WHAT IS NEEDED
Report, in full, each line of the material below in which the string "missing" occurs.
--- START ---
PR #501, opened 2026-08-08
refactor(protocol): declare wire payload types once, and add a check that keeps them there

jo-duchan:
First step of a multi-PR program to clean up the cross-package wire contract. The program plan lives at `.work/WIRE-CONTRACT-PLAN.md`; this is its **L2**.

## Why this program exists

Six "silent lie" bugs on the input path were fixed in one day (#482 → #500). Each fix was correct and each revealed the next gap, because the defect was in the **shape** of the contract rather than in any one message. Measured: 4 of the 6 were protocol-shaped, and the other 2 were harder to see because the wire could not express what the agent knew.

Six structural defects came out of that. This PR closes one of them.

## What was wrong

Every wire payload type was declared separately in three to five packages, and they had drifted **in both directions**:

- `@tapflowio/protocol` was missing the `payload` field on `clipboard:error` that both agents send and the viewer reads.
- The dashboard's `session:chrome` declaration was missing three fields its own `DeviceViewer` reads.

Nothing checked either side. This is the exact situation `@tapflowio/protocol` was created to end — it had been half done, and the other half drifted back apart.

Several shapes were also the same thing under different names, which is how the duplication survived a name-based search: `DeviceSummary` was `AgentDevice` in the dashboard and `DeviceInfo` in `mcp-server` and `flow-runner` — and that last name collided with the relay's own `DeviceInfo`, which is a *different* shape. `DeviceReport` was `RawDevice` in the relay. `Point` was `NormPoint` in the dashboard.

## What changed

Protocol owns them; everyone else imports. `agent-core`, `flow-runner`, the relay and the dashboard re-export the names they published, so no consumer of those packages changes — including third-party agents built on `AgentRegistry.register()`. `export type` rather than a bare re-export, so `agent-core` does not gain a runtime import of protocol's `dist`.

**The comments mattered more than the types.** `ChromeData` was described accurately only in `ios-agent`, which produces it: the viewer lays out against an *expanded* composite canvas — the device frame grown by the button margins — and protocol's copy said `compositeWidth` was "full PDF width including devicePadding", a different quantity. Deleting the producer's declaration would have deleted the only correct description of the coordinate space three viewers compute against. Protocol carries it now, with both spaces named explicitly.

## The check

`scripts/__tests__/protocolPayloadTypes.test.mjs` fails if any workspace member re-declares a protocol payload shape. It matches on **field sets, not names**: the inventory that planned this work grepped names and missed two of five copies of one shape, so a name-scoped check would have passed with all five standing and would be bypassed by a rename.

It earned itself repeatedly — five copies nobody had inventoried (the relay's `SessionInfo` and `RawDevice`, `agent-core`'s `Point`, the dashboard's `NormPoint`, plus two inline `{ deviceName, osVersion }` literals in the relay). One legitimate false positive, `UIElementFrame`, is allowlisted with its reason: same four fields as `ChromeRect`, but it is an accessibility-tree element's frame and merging them would couple the UI-tree schema to bezel artwork.

## Review

`.work/reviews/refactor__wire-l2-payload-types.md` — a design round (1 blocker: the clipboard requirement did not hold together, and my inventory was wrong) and a pre-PR round (2 majors), against `80a4063`.

The pre-PR round is worth summarising, because both findings were mine:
--- END ---
TASK RESPONSE
- `@tapflowio/protocol` was missing the `payload` field on `clipboard:error` that both agents send and the viewer reads.
- The dashboard's `session:chrome` declaration was missing three fields its own `DeviceViewer` reads.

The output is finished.